Abstract

The objective of the study examines the macroeconomic consequences of terrorism in Pakistan. The study evaluates the short- and long-run relationship between terrorism and economic factors over a period of 1975–2011. Both objectives have been achieved with the sophisticated econometrics techniques including cointegration theory, Granger causality test and variance decomposition, etc. The result reveals that macroeconomic factors, i.e., population growth, price level, poverty and political instability cause the terrorism incidence in Pakistan. However, income inequality, unemployment and trade openness have no long-run relationship with the terrorism incidence in Pakistan. The study may conclude that, for some how, Pakistan's macroeconomic indicators have significant long-run equilibrium with terrorism incidence.

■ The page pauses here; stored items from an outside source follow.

PR #1111, opened 2017-11-27
lib: Spelling fixes based on debian packaging

shramov:
Some minor spelling fixes that are not yet merged into 2.4 branch


lws-team:
Thanks, it's pushed on v2.4-stable and master.

PR #1122, opened 2017-12-09
CMakelists: remove build user/hostname

lynxis:
The build user and hostname breaks reproducible builds.
Reproducible builds is an effort to create bit-by-bit identical
binaries independent from certain part including the build system.


lynxis:
For further information take a look at the reproducible builds webpage https://reproducible-builds.org/

lws-team:
I understand the problem, but instead of 'remove' how about being able to control it from a cmake option?

lynxis:
I've replaced the commit. Why do you want to include the build username/hostname? Isn't the git hash already unique?

lws-team:

>  Why do you include the build username/hostname?

There is reproducibility, and there is traceability.  For example if you buy some food in the store, for a tin of pringles or whatever it should always taste the same, and the tin will always look the same; they can reproduce it.  But on the tin will be printed the exact date and time of manufacture and information such as which factory and even production line did it... if there is a problem they can trace back where it came from.  It's traceability.

For a distro where you build everything at once you might have other ways like CI to find out where and when it was build, and it's a priority to guarantee there were no changes from source inserted in there.  For other cases like embedded where the rootfs and updates are composed from separate builders, traceability is also valuable.

lynxis:
Thanks!

Issue #1129, opened 2017-12-20
Dead socket not detected on iOS


sergiohs84:
When apps go into background in iOS, they are eventually "paused" and don't receive any CPU time. We have observed that, when app is moved back into foreground and the server has already closed the socket, `libwebsockets` does not provide us with the usual callback indicating `LWS_CALLBACK_CLOSED` nor `LWS_CALLBACK_CLIENT_CONNECTION_ERROR`.

With logs enabled we can see the library seems to be stuck on a loop consuming 100% of CPU time. It tries to `SSL_read()` with error but, instead of returning `LWS_SSL_CAPABLE_ERROR`, the code returns `LWS_SSL_CAPABLE_MORE_SERVICE`, resulting in a future attempt to read and finally the loop. However, as you can see below, the socket is closed and `errno` is 57 (`ENOTCONN`).
```
[2017/12/19 17:11:07:7140] DEBUG: lws_uv_timeout_cb
[2017/12/19 17:11:07:7140] DEBUG: 0x1075b79e0: SSL_read says -1
[2017/12/19 17:11:07:7140] DEBUG: lws_ssl_get_error: 0x1076e4708 -1 -> 2
[2017/12/19 17:11:07:7489] DEBUG: 0x1075b79e0: ssl err 2 errno 57
[2017/12/19 17:11:07:7489] DEBUG: SSL_want_read returns 1
[2017/12/19 17:11:07:7489] DEBUG: lws_ssl_capable_read: WANT_READ
[2017/12/19 17:11:07:7490] DEBUG: 0x1075b79e0: LWS_SSL_CAPABLE_MORE_SERVICE
[2017/12/19 17:11:07:7490] DEBUG: 0x1076e2880: SSL_read says -1
[2017/12/19 17:11:07:7490] DEBUG: lws_ssl_get_error: 0x1075b6448 -1 -> 2
[2017/12/19 17:11:07:7490] DEBUG: 0x1076e2880: ssl err 2 errno 57
[2017/12/19 17:11:07:7490] DEBUG: SSL_want_read returns 1
[2017/12/19 17:11:07:7490] DEBUG: lws_ssl_capable_read: WANT_READ
[2017/12/19 17:11:07:7490] DEBUG: 0x1076e2880: LWS_SSL_CAPABLE_MORE_SERVICE
(...)
```
[...]

PR #1130, opened 2017-12-21
Detect dead socket on iOS when server closed connection when client is in background

sergiohs84:
It aims to solve the ticket issue #1129
(https://github.com/warmcat/libwebsockets/issues/1129).


lws-team:
Thanks, I pushed it on v2.4-stable and the openssl backend of master.

sergiohs84:
Thank you for the quick response.
In case we detect any side-effect in the coming days, I'll notify you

The result of Granger causality indicates that except unemployment, all other macroeconomic indicators have unidirectional causality with terrorism incidence. Unemployment has a bi-directional causality with the terrorism incidence in Pakistan. The results of variance decomposition indicate that there exists statistically significant cointegration among macroeconomic factors and terrorism incidence in Pakistan. Among macroeconomic factors, changes in price level exert the largest influence on terrorism in Pakistan. Contrary, the influence of poverty seems relatively the least contribution level for changes in terrorism incidence in Pakistan.